Current Concepts on Gastric Carcinoid Tumors

Section of Gastrointestinal Neuroendocrinology, First Department of Propaedeutic Internal Medicine, Laiko Hospital, University of Athens Medical School, Agiou Thoma 17, Goudi, 11527 Athens, Greece

Received 6 July 2012; Revised 31 October 2012; Accepted 19 November 2012

Academic Editor: Marcus Bahra

Copyright © 2012 George C. Nikou and Theodoros P. Angelopoulos. This is an open access article distributed under the Creative Commons Attribution License, which permits unrestricted use, distribution, and reproduction in any medium, provided the original work is properly cited.

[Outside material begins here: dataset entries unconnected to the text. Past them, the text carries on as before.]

PR #79, opened 2026-09-22
picker+portal: rank perishable/lowest_utilization per provider family (fixes #53)

### LINKED ISSUE #53: perishable re-ranks across provider families: a ChatGPT overflow seat out-scored every Claude seat
Same reporter as #44. This is on top of the perishable strategy from #40, which I have been running.

## What happens

`_perishable_visit_order` re-ranks every member of the lane together. My lane is five Claude Max seats with one ChatGPT seat behind them as overflow. The ChatGPT member's score is computed on a different plan's scale, and it out-scored all five Claude seats, so the overflow seat got visited first while Claude capacity sat unused. A tail member of another provider is there to catch spill, not to compete.

## What I did here

Re-rank only the leading provider family, then append the rest in their configured order:

```python
fam = self.registry.plan_of(members[0]).provider_family if members else None
head = [m for m in members if self.registry.plan_of(m).provider_family == fam]
rest = [m for m in members if self.registry.plan_of(m).provider_family != fam]
members = _perishable_visit_order(head, by_ref, order, skipped) + rest
```

Eight lines, no behaviour change for a single-provider lane. Keeps the ordered fill that makes lane capacity the sum of the live plans' caps.

This may be better solved by normalising the score per plan, or by the nested strategies in #43 where the tail becomes its own stage. Either way, the current behaviour surprises anyone who mixes providers in one lane. Happy to PR the small version if you want it now.

Fledgewing:
## What

Provider-family partition for `perishable` / `lowest_utilization` re-ranking. The score no longer competes across `plan.provider_family`: refs are partitioned into one bucket per family, buckets ordered by first appearance in the lane body, scored refs in score-desc order within each bucket, unscored refs last. Applied at all three sites via a shared `family_partitioned_order` helper, with a tier offset baked into the stored `score_<ref>` values so the read-back sort (picker, board) reproduces the partition without re-applying it.

## Failure mode (issue #53)

A perishable lane mixing plans from different providers (e.g. `[claude-max/fable, openai/astra]`) interleaved on raw score. A high-room `openai/astra` briefly outranked every `claude-max/fable` candidate every time the writer fired, routing new sessions to a foreign plan at the moment the operator most expected the lane to keep the leading family in charge. The picker walked the score-sorted list verbatim; the per-group writer wrote the same interleaved hash; the board displayed the same cross-family rank. A quiet avalanche into a foreign plan, recurring on every probe poll.

## Design

- New helper `family_partitioned_order(refs, config_order, family_of)` in `switchyard/usage.py`:
  - Bucket order = first appearance of each family in `config_order` (the lane body, or the group's leaf refs in declaration order).
  - Within a bucket, the input order is preserved verbatim — the score-desc / unscored-last ordering the caller already produced carries through.
  - A `None` family joins one shared 'unspecified' bucket keyed as the empty string; the schema makes `provider_family` either a non-empty str or `None`, so the empty-string key never collides with a real family.
  - A single-family input is byte-identical to the input — the regression bar.

- Three call sites use it:
  - **portal lane writer** `_recompute_perishable_for_plan` in `switchyard/portal/app.py`
  - **portal per-group writer** `_write_group_order` in `switchyard/portal/groups.py`
  - **picker walk** `_visit_order_ranked` in `switchyard/picker.py`

- Tier offset (`_TIER_OFFSET = 1e9`) added to the stored `score_<ref>` values:
  - The reader sorts by score desc, so a per-family tier above the actual score range (room_pct ≤ 100) preserves the partition when the picker / board read the hash back without re-applying the helper.
  - Previous-poll entries have the offset stripped before reuse, so the offset doesn't compound across polls.
  - The picker re-partitions explicitly anyway — the tier offset is defence-in-depth, not the only partition mechanism.
  - `_one_adjacent_swap_partitioned` runs the swap **per family bucket**: a ref cannot move across a bucket boundary in either direction. A single-family set produces one bucket, so its result matches the legacy swap exactly.

- Deliberate behaviour change for mixed-family lanes only. Single-family lanes are bit-for-bit identical to today's output — the regression bar pinned by the two single-family tests.

- The capacity board's displayed ranking order (read via `get_group_order` / `get_lane_order`) now shows the family partition too, because the tier offset carries it through the score-desc sort the board performs.

## Test evidence

- `tests/test_routing.py` grew from 68 → 78 tests (+10 new regression tests, all green).
- `tests/test_portal.py` stayed at 17 tests; the two existing cross-family expectations were updated to pin the family-partition answer (the old assertion `["openai/astra", "claude-max/fable"]` was the bug).
- The 10 new tests, all in `tests/test_routing.py`:
  - `test_family_partitioned_order_single_family_is_identity` — regression bar for the helper itself.
  - `test_family_partitioned_order_separates_families_within_input_order` — multi-family partition preserves within-bucket input order.
  - `test_family_partitioned_order_interleaved_declaration_keeps_bucket_order` — declaration order A,B,A produces buckets A then B (not interleaved).
  - `test_family_partitioned_order_null_family_joins_unspecified_bucket` — `None` family buckets together, real families stay separate.
  - `test_perishable_writer_keeps_chatgpt_style_overflow_behind_claude_family` — the issue-#53 scenario at the lane writer.
  - `test_per_group_writer_perishable_mixed_family_ranks_leading_first` — same at the per-group writer, `perishable` strategy.
  - `test_per_group_writer_lowest_utilization_mixed_family_ranks_leading_first` — same shape, `lowest_utilization` strategy.
  - `test_picker_visit_order_ranked_keeps_leading_family_ahead_of_higher_other` — the picker's walk also partitions.
  - `test_perishable_lane_writer_single_family_is_byte_identical_to_pre_partition` — regression bar at the lane writer.
  - `test_per_group_writer_lowest_utilization_single_family_unchanged` — regression bar at the per-group writer.
- Two existing tests updated to pin the family-partition answer:
  - `test_perishable_writer_keeps_both_plans_after_two_polls` (the `[claude-max/fable, openai/astra]` mixed-family scenario).
  - `test_per_group_writer_writes_group_order_hash` (the per-group writer output for a mixed-family body).
  - `test_nested_groups_outer_rotates_inner_picks_lowest_util` — also updated; the inner lowest-utilisation now leads by declared family.

## Verification

```
$ python3 tests/test_routing.py tests/test_classify.py 2>/dev/null | tail -3
  weighted: 50 ultra / 20 max (target ~50/20); affinity pinned minimax-max/m3 -> minimax-max/m3
all routing tests passed

$ for t in tests/test_*.py; do python3 "$t" >/dev/null 2>&1 || echo "FAIL $t"; done
# zero FAIL lines, 392 tests across 18 files

$ python3 tests/render_preview.py
  rendered index.html + fragments (97217 bytes) -> /tmp/switchyard-preview.html
  flat groups preview (10425 bytes) -> /tmp/switchyard-preview-groups.html
  10 plans, 19 models, 6 lanes, 18 quota windows, 4 probes
  group-bearing preview: 3 group header row(s)
```

`conftest.py` blocks non-loopback sockets, so no test reaches a real provider.

## Files

- `switchyard/usage.py` — new `family_partitioned_order` helper (+53 lines).
- `switchyard/portal/app.py` — lane writer applies partition + tier offset (+131 lines).
- `switchyard/portal/groups.py` — per-group writer applies partition + tier offset (+72 lines).
- `switchyard/picker.py` — picker walk re-partitions before the walk (+35 lines).
- `README.md` — `perishable` / `lowest_utilization` strategy docs call out the partition (+13 lines).
- `tests/test_routing.py` — +10 regression tests, two existing assertions updated.
- `tests/test_portal.py` — one existing assertion updated to pin the partition answer.

## Notes

- No schema change. No changes to `config/plans.example.yaml`. The `provider_family` field on `Plan` was already present (used elsewhere in the code base); the partition helper reads it, nothing more.
- No changes to the credential store, `.env`, or `config/plans.yaml`.
- A single-family lane / group produces a byte-identical output to today's behaviour — the regression bar pinned by the two single-family tests and exercised by every existing perishable / lowest_utilization test that doesn't mix families.

Fixes #53


switchyard/portal/app.py
```diff
@@ -244,6 +245,25 @@ async def _recompute_perishable_for_plan(reg, ledger, plan) -> None:
...
+            reg.plan_of(reg.model(ref)).provider_family
+            if reg.model(ref) is not None else None))
+        if previous:
+            prev_refs = [m["ref"] for m in previous["members"]]
+            _, prev_ref_tier = _build_ref_tier(
+                prev_refs, config_refs, family_of)
+            for ref, tier in prev_ref_tier.items():
+                prev = previous_by_ref.get(ref)
+                if prev:
+                    prev["score"] = float(prev["score"]) - tier * _TIER_OFFSET
```
Fledgewing: **[should-fix] Tier offset can get stuck across polls on a config change**

The previous-score strip uses `_build_ref_tier(prev_refs, config_refs, family_of)`, which computes the tier against the **current** config. For the polled plan, the fresh score is recomputed anyway, so this is fine. For other plans in the same lane whose refs are reused from `previous_by_ref`, the strip subtracts the new tier and the writer then re-adds the new tier:

    new_stored = new_tier * 1e9 + (old_stored − new_tier * 1e9)
              = old_stored

So a ref whose tier changed (new family added before its family, its own family reassigned, etc.) keeps its **old** inflated score in the hash until that plan probes again. The picker walk is unaffected — `_visit_order_ranked` re-partitions by current family, never trusting the stored score for ordering — but the capacity board reads `get_lane_order`/`get_group_order` and sorts members by `m["score"]` desc, so the board will show that ref in the wrong bucket until the affected plan's next probe (up to ~2x `probe.interval_seconds`, ~20 min for the shipped 10 min interval). This contradicts the PR's stated rationale ("the reader sorts by score desc, so a per-family tier above the actual score range preserves the partition when the picker / board reads the hash back") — the invariant holds for the picker, but the board view drifts after a config edit.

The fix is small: after the tier-strip loop, store the post-strip value as a *fresh* raw score alongside a per-ref `recompute` flag and let the next plan's probe settle it, or stamp the tier into `score_<ref>` with a per-poll `epoch` so a stale tier is detectable on read. Either way, please add a test that drives the writer with a config that changes the family of a ref between two consecutive polls (e.g., via `replace(...)` on the plan's `provider_family`) and asserts the stored score after the second poll is `1e9 * new_tier + raw`, not the pre-edit stored value.

tests/test_routing.py
```diff
@@ -3558,6 +3577,399 @@ def test_cli_tool_block_parses_strictly_and_normalises_keys():
...
+            "grok", 50.0, reset, window="weekly")
+        await recompute_group_orders(new_reg, ledger)
+        return await ledger.get_group_order(gid, "per-mixed")
+
+    order = run(go())
+    assert order is not None, order
+    refs = [m["ref"] for m in order["members"]]
+    # minimax bucket leads (declared first), xai (grok) trails.
+    # Within the minimax bucket, ultra (more room) outranks max.
+    assert refs == ["minimax-ultra/m3", "minimax-max/m3",
```
Fledgewing, line 3788: **[should-fix] Mixed-family writer tests never assert the 1e9 tier offset is actually stored**

`test_per_group_writer_perishable_mixed_family_ranks_leading_first` (and its `lowest_utilization` sibling) check that `[m["ref"] for m in order["members"]]` returns the family-partition order, but neither inspects `entry["score"]` beyond its positivity. Same for `test_per_group_writer_writes_group_order_hash` in `tests/test_portal.py:803` — only `entry["score"] > 0` is asserted.

The picker is **robust to a missing tier offset**: `_visit_order_ranked` re-partitions by current family (`switchyard/picker.py:484`), so the picker tests would still pass even if the writer regressed and forgot to bake `ref_tier[ref] * _TIER_OFFSET` into the score. The PR's own design rationale explicitly leans on the offset for the board view:

    The reader sorts by score desc, so a per-family tier above the actual
    score range preserves the partition when the picker / board reads the
    hash back. (switchyard/portal/app.py:321–324)

…so a regression that drops the offset would only break the capacity board, which no test exercises. Add a magnitude assertion to at least one mixed-family test in each writer (`app.py` and `groups.py`), e.g.:

    scores = {m["ref"]: m["score"] for m in order["members"]}
    assert scores["minimax-ultra/m3"] >= 1e9   # leading bucket tier
    assert scores["grok/grok-4.6"] < 1e9        # trailing bucket tier = 0
    # and the within-bucket raw score is recoverable
    assert scores["minimax-ultra/m3"] - 1e9 < scores["minimax-max/m3"] - 1e9

That pins both the per-family tier and the within-bucket score-desc ordering, so a refactor that drops the offset (or flips it to trailing-bucket-first) is caught. The same hardening is worth applying to `test_per_group_writer_writes_group_order_hash` and the `single-family_is_byte_identical` lane-writer test — the byte-identity case in particular currently passes for any scrambled order with any positive score, see the sibling comment.

tests/test_routing.py
```diff
@@ -3558,6 +3577,399 @@ def test_cli_tool_block_parses_strictly_and_normalises_keys():
...
+
+    after = run(go())
+    refs = [m["ref"] for m in after["members"]]
+    # Both refs share the None family, so they form one bucket. The
+    # within-bucket input order is the scored-desc / unknown-config
+    # order the writer built -- both are scored, so desc by score. The
+    # higher-room (opus has lower pct_used... wait, both are on the same
+    # plan with the same window facts). They get the same score; the
+    # within-bucket order falls back to the input order. Stable.
+    assert set(refs) == {"claude-max/fable", "claude-max/opus"}, refs
```
Fledgewing, line 3988: **[should-fix] Byte-identity test passes for any permutation and any positive score**

The docstring states the regression bar is "byte-identical to what today's logic would have produced", but the assertions don't enforce it:

```python
assert set(refs) == {"claude-max/fable", "claude-max/opus"}, refs
for entry in after["members"]:
    assert entry["score"] > 0, entry
```

Two consequences:

1. `set(refs)` accepts any order. A regression that scrambled the within-bucket order — say, swapping the entries around `_one_adjacent_swap_partitioned` or returning them in score-desc-without-stable-sort — would still pass. The sibling `test_per_group_writer_lowest_utilization_single_family_unchanged` (line 3936) does this correctly with `assert refs == [...]`; the lane-level test should match.

2. `entry["score"] > 0` accepts any positive value, not the pre-partition raw score. For single-family the spec is `0 * 1e9 + s == s`, so any `s > 0` works — a regression that accidentally applied `1e9 + s` to every ref (e.g., always picking tier=1 in `_build_ref_tier`) would still pass. The test should compute the expected raw score and pin it.

Suggested replacement:

```python
expected_raw = 50.0 / max(1.0, (reset - time.time()) / 3600.0)
assert refs == ["claude-max/fable", "claude-max/opus"], refs
for entry in after["members"]:
    assert entry["score"] == pytest.approx(expected_raw), entry
```

(Or compute it inline without `pytest` if the project is no-pytest, as the rest of the suite.) This is the actual regression bar the spec claims.

switchyard/usage.py
```diff
@@ -653,6 +653,59 @@ def utilization_score(room_pct: float | None, reset_at: float | None = None,
...
+    member order is the input order verbatim; the leading family is the
+    first family to appear in `config_order` (the lane body, or the
+    group's leaf refs in declaration order). Each subsequent family
+    becomes its own bucket in the same first-appearance order. The output
+    concatenates the buckets back-to-back. A single-family input returns
+    an order identical to the input -- the regression bar.
+
+    `family_of` is a `str | None` callable; a None family joins ONE shared
+    "unspecified" bucket keyed (for bucket ordering) as the empty string.
+    The schema makes family either a non-empty string or None, so the
```
Fledgewing: **[nit] Docstring overstates what the schema enforces**

The helper claims:

    The schema makes family either a non-empty string or None, so the
    empty-string key never collides with a real family -- if it ever
    does, the bug is at the schema layer and not here.

But `provider_family` is parsed as `body.get("provider_family")` (`switchyard/models.py:864`) and the dataclass field is `provider_family: str | None = None` (line 273). Nothing rejects an empty string, and nothing rejects whitespace-only strings. A plan configured with `provider_family: ""` (easy to leave by accident in YAML) would compute `key = ""` (since `family is not None` is True for `""`) and silently join the unspecified bucket — exactly the collision the docstring says can't happen.

This is a latent edge case (no shipped plan uses it), so flagging it as a nit rather than a blocker, but the docstring should be tightened to either match reality ("the schema does not enforce a non-empty family; if you want a real family, set it; if you want unspecified, leave it None") or the parser should validate that `provider_family` is either `None` or a non-empty string at load time. The same caveat applies to the new `_partition_with_tier` in `switchyard/portal/app.py` and `switchyard/portal/groups.py`, which inherit the assumption.

Fledgewing:
Reviewed PR #79 at c33d4de. Offline suite green (392 tests / 18 files) per the implementer's report. The partition logic itself is correct at all three sites (lane writer, per-group writer, picker walk), and the picker re-partitions explicitly so a stale hash from a previous deploy is read safely — that handles the cross-version scenario cleanly.

Three findings worth fixing before merge; one nit (not counted in the verdict):

- switchyard/portal/app.py:266 — tier offset can get stuck on a config change. The strip uses the *current* tier, but for OTHER plans' refs (reused from previous) the strip+restore yields `old_stored`, not `1e9 * new_tier + raw`. Picker walk is unaffected (re-partitions); the capacity board view shows the ref in the wrong bucket until its plan polls next. See inline comment for the math and a suggested fix.
- tests/test_routing.py:3779 — mixed-family writer tests check refs order but never inspect `entry["score"]` magnitude. Picker is robust to a missing tier offset (re-partitions), so a writer regression that drops the offset would not be caught by any test. Pin a magnitude assertion on at least one mixed-family writer test in each file.
- tests/test_routing.py:3929 — `test_perishable_lane_writer_single_family_is_byte_identical_to_pre_partition` uses `set(refs)` (no order check) and `entry["score"] > 0` (no value check). The docstring claims byte-identity but the assertions don't enforce it. The sibling `test_per_group_writer_lowest_utilization_single_family_unchanged` does this correctly with `assert refs == [...]`; the lane test should match and pin the exact raw score.

The single nit (not blocking):

- switchyard/usage.py:683 — the helper's docstring claims the schema enforces `provider_family` as non-empty str or None, but `body.get("provider_family")` accepts any string including `""`. Worth either tightening the docstring or rejecting empty strings at parse time.

No blockers. No security concerns. CLAUDE.md repo rules respected (no .env / config/plans.yaml writes, tests before the `__main__` runner and socket-free, no docker from this worktree).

Gastric carcinoid tumors (GCs) are rare lesions representing less than 10% of carcinoid tumors and less than 1% of all stomach neoplasms. There are three distinct types of gastric carcinoids; type I includes the vast majority (70–85%) of these neoplasms that are closely linked to chronic atrophic gastritis. Type II which accounts for 5–10 %, is associated with Zollinger-Ellison syndrome and often occurs in the context of multiple endocrine neoplasia type 1. Type III, finally, represents 15–25% of gastric carcinoids and is characterized by a far more aggressive course. The optimal clinical approach to GCs remains to be elucidated, depending upon type, size, and number of carcinoids. While there is universal agreement about the surgical treatment of type III GCs, current options for type I and II include simple surveillance, endoscopic polypectomy, surgical excision associated with or without surgical antrectomy, or total gastrectomy. Moreover, the introduction of somatostatin analogues could represent another therapeutic option.